- **Task instructions**: Pull from the data below each line where the word "actively" occurs, and copy it.

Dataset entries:
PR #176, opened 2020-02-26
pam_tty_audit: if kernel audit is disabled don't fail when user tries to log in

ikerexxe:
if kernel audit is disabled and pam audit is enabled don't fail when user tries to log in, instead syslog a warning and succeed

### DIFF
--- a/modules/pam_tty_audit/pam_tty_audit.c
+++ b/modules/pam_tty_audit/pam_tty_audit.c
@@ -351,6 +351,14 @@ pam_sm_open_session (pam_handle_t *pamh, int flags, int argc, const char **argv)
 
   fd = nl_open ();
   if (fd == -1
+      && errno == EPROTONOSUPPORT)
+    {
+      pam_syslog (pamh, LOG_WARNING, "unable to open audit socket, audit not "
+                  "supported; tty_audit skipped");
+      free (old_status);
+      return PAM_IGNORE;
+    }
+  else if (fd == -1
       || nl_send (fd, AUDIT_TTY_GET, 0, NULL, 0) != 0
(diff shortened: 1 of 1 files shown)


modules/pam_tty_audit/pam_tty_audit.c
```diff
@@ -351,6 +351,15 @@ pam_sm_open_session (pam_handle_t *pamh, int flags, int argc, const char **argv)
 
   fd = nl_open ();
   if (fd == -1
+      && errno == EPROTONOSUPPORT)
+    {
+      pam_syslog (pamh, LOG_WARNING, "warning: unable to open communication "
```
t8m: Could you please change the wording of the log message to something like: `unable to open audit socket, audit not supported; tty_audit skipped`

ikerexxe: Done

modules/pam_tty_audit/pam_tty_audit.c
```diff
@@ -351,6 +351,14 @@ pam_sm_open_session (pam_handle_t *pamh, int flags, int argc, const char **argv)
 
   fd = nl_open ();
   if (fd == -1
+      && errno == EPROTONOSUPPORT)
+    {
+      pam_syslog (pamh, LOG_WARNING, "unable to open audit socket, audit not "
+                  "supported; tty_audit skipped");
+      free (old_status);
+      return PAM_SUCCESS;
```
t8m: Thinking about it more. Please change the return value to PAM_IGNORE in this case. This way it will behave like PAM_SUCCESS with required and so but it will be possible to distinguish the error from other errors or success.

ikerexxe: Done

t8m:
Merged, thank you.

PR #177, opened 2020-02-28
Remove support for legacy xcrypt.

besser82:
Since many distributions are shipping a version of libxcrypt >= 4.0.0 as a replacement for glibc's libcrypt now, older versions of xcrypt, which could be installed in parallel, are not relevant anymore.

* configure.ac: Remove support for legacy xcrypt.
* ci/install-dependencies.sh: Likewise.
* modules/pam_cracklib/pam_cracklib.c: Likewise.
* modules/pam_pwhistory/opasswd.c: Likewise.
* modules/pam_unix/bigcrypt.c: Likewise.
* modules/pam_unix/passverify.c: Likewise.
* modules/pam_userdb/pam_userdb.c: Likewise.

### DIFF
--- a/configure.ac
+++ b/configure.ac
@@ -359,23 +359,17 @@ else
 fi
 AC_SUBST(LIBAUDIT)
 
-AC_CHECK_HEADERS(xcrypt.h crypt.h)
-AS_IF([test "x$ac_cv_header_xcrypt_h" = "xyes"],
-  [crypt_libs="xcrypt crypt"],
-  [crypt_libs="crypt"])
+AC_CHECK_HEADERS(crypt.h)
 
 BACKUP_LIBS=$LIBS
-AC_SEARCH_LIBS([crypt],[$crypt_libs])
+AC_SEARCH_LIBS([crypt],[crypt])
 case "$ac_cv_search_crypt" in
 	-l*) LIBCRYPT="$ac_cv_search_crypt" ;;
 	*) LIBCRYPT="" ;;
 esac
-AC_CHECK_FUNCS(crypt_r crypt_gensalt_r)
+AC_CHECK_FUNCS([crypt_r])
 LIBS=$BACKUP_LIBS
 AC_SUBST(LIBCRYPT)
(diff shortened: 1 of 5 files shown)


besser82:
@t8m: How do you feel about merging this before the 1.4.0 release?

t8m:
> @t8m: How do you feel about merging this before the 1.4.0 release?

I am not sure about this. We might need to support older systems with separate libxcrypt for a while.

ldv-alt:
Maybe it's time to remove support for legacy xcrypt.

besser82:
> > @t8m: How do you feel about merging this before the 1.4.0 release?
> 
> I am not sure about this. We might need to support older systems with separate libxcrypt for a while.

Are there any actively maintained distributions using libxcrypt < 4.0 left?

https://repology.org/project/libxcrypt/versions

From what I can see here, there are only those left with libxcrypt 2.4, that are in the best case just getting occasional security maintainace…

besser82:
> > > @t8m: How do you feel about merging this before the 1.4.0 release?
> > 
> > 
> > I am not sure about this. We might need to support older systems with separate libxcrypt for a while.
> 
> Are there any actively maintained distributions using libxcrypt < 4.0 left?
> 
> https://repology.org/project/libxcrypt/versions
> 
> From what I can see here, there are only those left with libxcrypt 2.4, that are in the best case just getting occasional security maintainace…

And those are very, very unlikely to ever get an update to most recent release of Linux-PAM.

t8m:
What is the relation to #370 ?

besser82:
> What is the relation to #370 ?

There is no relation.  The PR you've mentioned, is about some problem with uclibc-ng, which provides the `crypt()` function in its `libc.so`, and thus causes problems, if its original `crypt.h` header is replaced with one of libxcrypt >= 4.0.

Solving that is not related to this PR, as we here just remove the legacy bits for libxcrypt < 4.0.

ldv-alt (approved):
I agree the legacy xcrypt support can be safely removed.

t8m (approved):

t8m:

- **Reply**:
Are there any actively maintained distributions using libxcrypt < 4.0 left?
> Are there any actively maintained distributions using libxcrypt < 4.0 left?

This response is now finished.